Article first published as Book Review: Humphrey Bogart: The Making of A Legend by Darwin Porter on Blogcritics.

Humphrey Bogart, The Making of A Legend could possibly be the worst book ever written. The only reason I hesitate calling it definitely the worst is because Porter has written so many other books based on dead movie stars who can't defend themselves or their reputations that I'm sure there are some other contenders for the title.

Porter cites no sources, but has a handy dandy paragraph at the beginning of the book claiming that every conversation can be cited — although he incudes no citations, but merely a list of books on Hollywood in the bibliography at the back of the book that he may or may not have read and taken stories from.
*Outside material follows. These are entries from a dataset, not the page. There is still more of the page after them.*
PR #4797, opened 2019-09-05
Changed owner of files in the test suite tarball.

matejak:
Made the owner of scenarios and shared functaionality ther root user, as tests are executed by root anyway.
High UIDs and GIDs could cause problems with the rootless podman backend.


jan-cerny:
Thanks for this patch.

PR #4798, opened 2019-09-05
ssg_test_suite: Update documentation about Test Suite usage with the information about rootless podman backend

evgenyz:


tests/README.md
```diff
@@ -88,35 +88,24 @@ To use Podman backend, you need to have:
...
-Go into the `Dockerfiles` directory of the project, and execute the following:
+Now when we all set with SSH keys let's build the container. Go into the `Dockerfiles` directory of the project, and execute the following:
 
 ```
-public_key="$(sudo cat /root/.ssh/id_rsa.pub)"
+public_key="$(cat ~/.ssh/id_rsa.pub)"
 podman build --build-arg CLIENT_PUBLIC_KEY="$public_key" -t ssg_test_suite -f test_suite-rhel .
 ```
 
+*NOTE*: If you are setting up the suite as the superuser use *public_key="$(sudo cat /root/.ssh/id_rsa.pub)"* instead of the first command.
```
matejak: Please add a mention that this typically applies when one wants to use `docker` as opposed to `podman`. What I recall, it could be a good idea to also mention that the build command should be also executed under root. This doesn't make a difference with `docker`, but with `podman`, the user who builds the container is the one who gets the image.

evgenyz: Mmm, I think this should clarify superuser usage. I'm trying to not to mix podman and docker in the guide, while stressing out the fact that Docker backend will require *sudo* in the appropriate section.

matejak:
Looks good, thank you for the PR, merging!

PR #4800, opened 2019-09-05
Improved the build_product script.

matejak:
* Added GNU command-line interface to parametrize the script.
* Leveraged the Argbash command-line code generator.
* Added the `--derivatives` option to be able to opt-in to build derivatives.
* Fixed shellcheck errors.

Derivatives are not built by default, which means that there is only one datastream built per product. As a result, when running tests after a build, there is no need to supply the `--datastream` option.


build_product
```diff
@@ -76,47 +270,49 @@ all_cmake_products=(
 	WRLINUX1019
 )
 
-if (( $# == 0 )); then
-	handle_wrong_argument
-fi
+NO_DERIVATIVES_OPTIONS=('-DSSG_SCIENTIFIC_LINUX_DERIVATIVES_ENABLED:BOOL=OFF' '-DSSG_CENTOS_DERIVATIVES_ENABLED:BOOL=OFF')
```
jan-cerny: If I run `./build_product rhel8` I get this warning from CMake:

```
CMake Warning:
  Manually-specified variables were not used by the project:

    SSG_SCIENTIFIC_LINUX_DERIVATIVES_ENABLED
```

I think you need to handle RHEL8 in a special way because the Scientific Linux 8 will not exist.

build_product
```diff
@@ -1,11 +1,201 @@
...
+_arg_debug="off"
+_arg_derivatives="off"
+
+
+print_help()
+{
+	printf '%s\n' "Wipes out contents of the 'build' directory and builds only and only the given products."
+	printf 'Usage: %s [-o|--oval <VERSION>] [-b|--builder <BUILDER>] [-j|--jobs <arg>] [--(no-)debug] [--(no-)derivatives] [-h|--help] <product-1> [<product-2>] ... [<product-n>] ...\n' "$0"
+	printf '\t%s\n' "<product>: Products to build"
+	printf '\t%s\n' "-o, --oval: OVAL minor version. Can be one of: '10', '11' and 'auto' (default: 'auto')"
```
jan-cerny: Could we put the whole version there? Or can we add a note that it's OVAL 5.x?

matejak:
Good suggestions, I have

- made the --oval option accept the full OVAL version string
- started to treat RHEL<=7 and RHEL>7 differently wrt disabling derivatives.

He writes the book in the present tense, with full-blown conversations and details as to what Bogie, or "Hump," as he claims he was called for most of his early life, was eating for breakfast lunch and dinner on a particular day — practically always ham and eggs. Bogie was in as endless a pursuit to find a plate of ham and eggs as he was a drink in a speakeasy or nightclub, but Porter rarely mentions what specific alcohol he was swilling, or his smoking, which he was supposed to have been doing in as much abundance.

Boring meals inventory aside, what the book is truly about is sex, sex, sex. The "making" of Humphrey Bogart — get it? According to Porter, not only did Bogart "ball" every actress he met, but they all came on to him, as well as every other actor he met. From his tender years growing up in Connecticut and even before he got kicked out of Andover, everyone he encountered was sex-obsessed and bisexual or gay, including his old man. His father and all of Hollywood may or may not have been bisexual. That doesn't matter. It's Porter's prurient way of portraying every other person Bogie comes across, his implication that what they were doing was sleazy, that becomes distasteful.

Supposedly Bogie's first wife, Helen Menken, was bisexual, as was almost every starlet he had an affair with and every actor he worked with once he got to Hollywood — Barbara Stanwyck, Spencer Tracy, Gary Cooper, George Raft, etc., etc. Porter throws in more well-documented gay actors, such as Tallulah Bankhead and Marlene Dietrich to add credibility to his "everybody's gay" motif. I'm not sure why he feels so compelled to out stars from so long ago. Does he really think anyone would be surprised or even titillated to know that actors and actresses, people on the stage and attracted to the arts, would be gay? Outing frequently appears a very short step from self-loathing.

Menken and Bogart, c. 1926
When he isn't outing actors Porters's cataloging sexual trysts that occurred over 80 years ago. If he was revealing something that everyone didn't already know about Hollywood, that many actors and actresses had to (and still have to, or choose to) sleep with someone to get ahead, it might be more interesting. But the sheer purported volume of Bogie's liaisons, true or not, becomes numbing. By the time he had supposedly fallen in love with co-star Ingrid Bergman during Casablanca I had long ceased to care. Lauren Bacall is strangely given short-shrift, treated as not a great romance, but a side note, as Porter instead concentrates on Bogie's hairdresser (who supplied hairpieces and wigs in the '40s and '50s to conceal his rapidly receding hairline) and alleged mistress Verita Thompson, going so far as to include two images of covers of her highly suspect tell-all, Bogie and Me.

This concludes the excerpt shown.